= Input material =
· · · · ·

PR #375, opened 2019-12-11
Feature to set ip resolver type in request options

ShivamYuvraj:


jrfnl:
@ShivamYuvraj Thank you for contributing. Would it be possible to add some unit tests for this change ?

ozh:
Any idea on how to implement a unit test that would not add yet another dependency on an external host?

Issue #375, opened 2016-05-14
Ambient Weather F007TH interprets negative temperatures incorrectly


meadowface:
Data capture has been added in merbanan/rtl_433_tests#92.

The current code uses a uint32_t when processing instead of an int32_t and also incorrectly assumes a sign bit.

A fix in a pull request to follow.

PR #376, opened 2016-05-14
Fix incorrect handling of negative temperatures in ambient_weather.c

meadowface:
As described in issue #375


zuckschwerdt:
You could use `int`-type as the code is not dependent on a specific width.

meadowface:
Good point.  Thanks.  It was a misguided attempt at keeping the style.  Corrected in the PR.

PR #379, opened 2016-05-19
Add 'battery low' decoding

ovrheat:
- Add 'battery low' decoding on FineOffset WH1080.
- Some cosmetics on source.


merbanan:
You mix a functional change with a cosmetical change. Can you split this into 2 patches? Looks good otherwise.

ovrheat:
That's right, I'll close this...

PR #380, opened 2016-05-23
Added data output (for json/csv/etc.) for Esperanza EWS

jonas-koeritz:
Implemented data output format for Esperanza EWS.

### DIFF
--- a/src/devices/esperanza_ews.c
+++ b/src/devices/esperanza_ews.c
@@ -1,4 +1,6 @@
 #include <bitbuffer.h>
+#include "util.h"
+#include "data.h"
 #include "rtl_433.h"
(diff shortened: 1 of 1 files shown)


merbanan:
Are there tests samples for this sensor ?

jonas-koeritz:
I don't own this sensor. There seems to be one in my neighbourhood and i noticed the ugly output. I can not verify the values.
The humidity seems kind of wrong on the one I receive, it shows 5% when its actually about 95%.
There is also a Prologue sensor in range that show humidity as 10 %.

merbanan:
Ok, well the prologue protocol might have a humidity sensor or not.

PR #381, opened 2016-05-23
Add the ability to execute a program for each decoded message

aabaker:
It is helpful for my use case to be able to execute a program every time a valid message is received, passing it as parameters the values in the message. The program can, for example, add the values received to a database.

This code implements this feature for Posix hosts, I don't have a Dev/test environment to attempt a WIN32 version.

### DIFF
--- a/src/rtl_433.c
+++ b/src/rtl_433.c
@@ -21,6 +21,8 @@
  */
 
 #include <stdbool.h>
+#include <sys/types.h>
+#include <sys/wait.h>
 
 #include "rtl-sdr.h"
 #include "rtl_433.h"
@@ -30,6 +32,7 @@
 #include "data.h"
 #include "util.h"
 
+#define ARG_MAX_LEN 256
 
 static int do_exit = 0;
 static int do_exit_async = 0, frequencies = 0, events = 0;
@@ -48,6 +51,7 @@ int debug_output = 0;
 int quiet_mode = 0;
 int utc_mode = 0;
 int overwrite_mode = 0;
+char *child_name=NULL;
 
 typedef enum  {
     CONVERT_NATIVE,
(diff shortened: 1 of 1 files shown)


merbanan:
Can you show how a command line would look and the output of that ?

aabaker:
If I launch rtl_433 with
rtl_433 -q -e echo
then when I get a message it will execute, for example
echo --time "2016-05-23 23:51:06" --model "Weather Sensor THGR122N" --id 81 --channel 1 --battery OK --temperature_C "11.70 C" --humidity "68 %"
I've included the quotes as if this was a command typed at the shell, those values get passed as a single argument with the quotes removed just as a quoted argument does from the shell

Of course running echo isn't very useful, the script I actually call is

#!/usr/bin/env python

import argparse
import sys
import rrdtool

parser = argparse.ArgumentParser(description='Add values to rrdtool databases')
parser.add_argument('--time')
parser.add_argument('--model' )
parser.add_argument('--id', required=True )
parser.add_argument('--channel', required=True )
parser.add_argument('--battery' )
parser.add_argument('--temperature_C' )
parser.add_argument('--humidity' )

args=parser.parse_args()

if (args.id == '230'):
  rrdtool.update('temp2.rrd', 'N:'+args.temperature_C.split()[0])
elif (args.id == '81'):
  rrdtool.update('temp1.rrd', 'N:'+args.temperature_C.split()[0])
  rrdtool.update('humidity.rrd', 'N:'+args.humidity.split()[0])

panarom:
@aabaker one other possibility to consider, because it may be cleaner: use the JSON output format to standard out, then pipe to your program, which will parse the JSON on standard in
(One of the flaws with this suggestion, though, is that JSON output isn't available for every device).

merbanan:
@aabaker I have to go with @panarom on this, use a pipe and parse the json.

rct:
@aabaker once you are already (Python, Perl, whatever) it's pretty much straightforward to read from stdin (unbuffered / linebuffered) and do what ever you want with the data.

Currently I'm updating about a dozen RRDtool archives from a bunch of different sensors and creating daily log files that can be replayed if necessary.  I'm using Perl since I started before the JSON stuff and the regular expression bits were easier for me (old habits).   

If I rewrite in Python, I'll post it.  

There should probably be a "contrib" section of this repo for consumer scripts and stuff (or at least a markdown doc with a link to other repos.)

aabaker:
Once I looked at the JSON output and discovered 

- it is being output as one record per line so there is no need to try to find record boundaries and
- there is an fflush() after each record is output so using pipes won't cause buffering issues

decoding it in python is trivial

``` python
#!/usr/bin/env python
import json
import sys
import rrdtool

while(True):
  line=sys.stdin.readline()
  data=json.loads(line)
  if data['id'] == 81:
    rrdtool.update('temp1.rrd', 'N:'+str(data['temperature_C']))
    rrdtool.update('humidity.rrd', 'N:'+str(data['humidity']))
  elif data['id'] == 230:
    rrdtool.update('temp2.rrd', 'N:'+str(data['temperature_C']))
```

PR #385, opened 2016-05-26
add TFA pool thermometer support

kissandr:


zuckschwerdt:
You also need to change `include/rtl_433.h` (MAX_PROTOCOLS), `include/rtl_433_devices.h` (DECL), and  `README.md`.
And fold the code into a single commit.

PR #389, opened 2016-06-06
Add support for Kedsum Temperature/Humidity sensor

nebulous:
Adds support for http://amzn.to/1Y3DHb6, which was the cheapest temp/humidity sensor I could find on Amazon. Very similar to a couple of other sensors, with frustrating differences in endianness.

### DIFF
--- a/include/rtl_433_devices.h
+++ b/include/rtl_433_devices.h
@@ -58,7 +58,8 @@
 		DECL(springfield) \
 		DECL(oregon_scientific_sl109h) \
 		DECL(acurite_606) \
-		DECL(tfa_pool_thermometer)
+		DECL(tfa_pool_thermometer) \
+		DECL(kedsum)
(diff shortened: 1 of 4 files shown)


merbanan:
Can you upload some sample signals also? Patch is ok, will merge when I get test signals.

nebulous:
Added in tests PR 98
https://github.com/merbanan/rtl_433_tests/pull/98

mastadook:
Is it possible somehow to get the Temperature in Celsius instead of Fahrenheit?
Any Idea?

zuckschwerdt:
If you just need the output to ber Celsius use the `-C si` parameter. https://github.com/merbanan/rtl_433/blob/master/src/rtl_433.c#L131

mastadook:
Thank you, that worked fine.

· · · · ·

= What you should do =
For the string "format", return every line of the data where it appears.

= Reply to the exercise =
Implemented data output format for Esperanza EWS.
@aabaker one other possibility to consider, because it may be cleaner: use the JSON output format to standard out, then pipe to your program, which will parse the JSON on standard in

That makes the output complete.